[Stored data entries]
BEGIN

PR #333, opened 2026-04-10
Mitigate issues on upgrade to new defaults

davidmirror-ops:
Covers the following issues:

- Switch from union to community prometheus and mixed retry scenarios
- knative resources (CRDs) not being installed and causing failure to upgrade to `2026.4.5` 
- knative resources not being deleted on helm uninstall
- Bumps to `2026.4.6`

Introduces pre-upgrade and post-delete hooks to automate cleanup tasks

### DIFF
--- a/charts/dataplane/values.yaml
+++ b/charts/dataplane/values.yaml
@@ -1843,7 +1843,7 @@ knative-operator-crds:
 knative-operator:
   enabled: true
   # Install into the release namespace rather than the default "knative-operator" namespace.
-  # Requires knative-operator >= 2025.6.4 which evaluates this via tpl.
+  # Requires knative-operator >= 2026.4.5 which evaluates this via tpl.
   namespaceOverride: '{{ .Release.Namespace }}'
   # Skip namespace creation — the parent chart creates the release namespace via --create-namespace
   skipNamespaceCreation: true
--- a/charts/dataplane/values.yaml
+++ b/charts/dataplane/values.yaml
@@ -1475,6 +1475,14 @@ prometheus:
     emptyDir:
       sizeLimit: "10Gi"
 
+    # Explicitly use RollingUpdate and clear any rollingUpdate block to avoid
+    # the prometheus chart 25.x bug where rollingUpdate is set alongside Recreate.
+    strategy:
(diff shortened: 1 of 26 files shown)


EngHabu (approved):

charts/dataplane/values.yaml
```diff
@@ -1834,9 +1842,10 @@ knative-operator-crds:
 # Note: The operator requires cluster-scoped RBAC (CRDs, ClusterRoles, namespaces, deployments).
 knative-operator:
   enabled: true
-  namespaceOverride: '{{ .Release.Namespace }}'
```
EngHabu, line 1837: Why remove this? I intentionally wanted to force the namespace.. no?

charts/dataplane/values.yaml
```diff
@@ -1834,9 +1842,10 @@ knative-operator-crds:
...
   # Skip namespace creation — the parent chart creates the release namespace via --create-namespace
   skipNamespaceCreation: true
+  crds:
```
EngHabu: This is now split into a separate helm chart `knative-operator-crds`

davidmirror-ops: But customers would need to install that one first no? I want to prevent that

charts/dataplane/values.yaml
davidmirror-ops: What I found is that with this in place, the namespace was passed literally as `{{ .Release.Namespace }}` so some templating issue. Running as part of a `helm upgrade ... -n union...` it would just use that ns. Maybe not the most elegant fix I agree

charts/dataplane/values.yaml
EngHabu: It's added as a dependency for the dataplane chart, so they shouldn't need to

davidmirror-ops: without this it fails because the operator cannot find the `certificates.networking.internal.knative.dev` CRD. 

I saw this the 2 times I tried but can take a closer look

davidmirror-ops: Fixed with #335

EngHabu (approved):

END

The problem
Copy all the data. Match it exactly.

Solution
PR #333, opened 2026-04-10
Mitigate issues on upgrade to new defaults

davidmirror-ops:
Covers the following issues:

- Switch from union to community prometheus and mixed retry scenarios
- knative resources (CRDs) not being installed and causing failure to upgrade to `2026.4.5` 
- knative resources not being deleted on helm uninstall
- Bumps to `2026.4.6`

Introduces pre-upgrade and post-delete hooks to automate cleanup tasks

### DIFF
--- a/charts/dataplane/values.yaml
+++ b/charts/dataplane/values.yaml
@@ -1843,7 +1843,7 @@ knative-operator-crds:
 knative-operator:
   enabled: true
   # Install into the release namespace rather than the default "knative-operator" namespace.
-  # Requires knative-operator >= 2025.6.4 which evaluates this via tpl.
+  # Requires knative-operator >= 2026.4.5 which evaluates this via tpl.
   namespaceOverride: '{{ .Release.Namespace }}'
   # Skip namespace creation — the parent chart creates the release namespace via --create-namespace
   skipNamespaceCreation: true
--- a/charts/dataplane/values.yaml
+++ b/charts/dataplane/values.yaml
@@ -1475,6 +1475,14 @@ prometheus:
     emptyDir:
       sizeLimit: "10Gi"
 
+    # Explicitly use RollingUpdate and clear any rollingUpdate block to avoid
+    # the prometheus chart 25.x bug where rollingUpdate is set alongside Recreate.
+    strategy:
(diff shortened: 1 of 26 files shown)


EngHabu (approved):

charts/dataplane/values.yaml
```diff
@@ -1834,9 +1842,10 @@ knative-operator-crds:
 # Note: The operator requires cluster-scoped RBAC (CRDs, ClusterRoles, namespaces, deployments).
 knative-operator:
   enabled: true
-  namespaceOverride: '{{ .Release.Namespace }}'
```
EngHabu, line 1837: Why remove this? I intentionally wanted to force the namespace.. no?

charts/dataplane/values.yaml
```diff
@@ -1834,9 +1842,10 @@ knative-operator-crds:
...
   # Skip namespace creation — the parent chart creates the release namespace via --create-namespace
   skipNamespaceCreation: true
+  crds:
```
EngHabu: This is now split into a separate helm chart `knative-operator-crds`

davidmirror-ops: But customers would need to install that one first no? I want to prevent that

charts/dataplane/values.yaml
davidmirror-ops: What I found is that with this in place, the namespace was passed literally as `{{ .Release.Namespace }}` so some templating issue. Running as part of a `helm upgrade ... -n union...` it would just use that ns. Maybe not the most elegant fix I agree

charts/dataplane/values.yaml
EngHabu: It's added as a dependency for the dataplane chart, so they shouldn't need to

davidmirror-ops: without this it fails because the operator cannot find the `certificates.networking.internal.knative.dev` CRD. 

I saw this the 2 times I tried but can take a closer look

davidmirror-ops: Fixed with #335

EngHabu (approved):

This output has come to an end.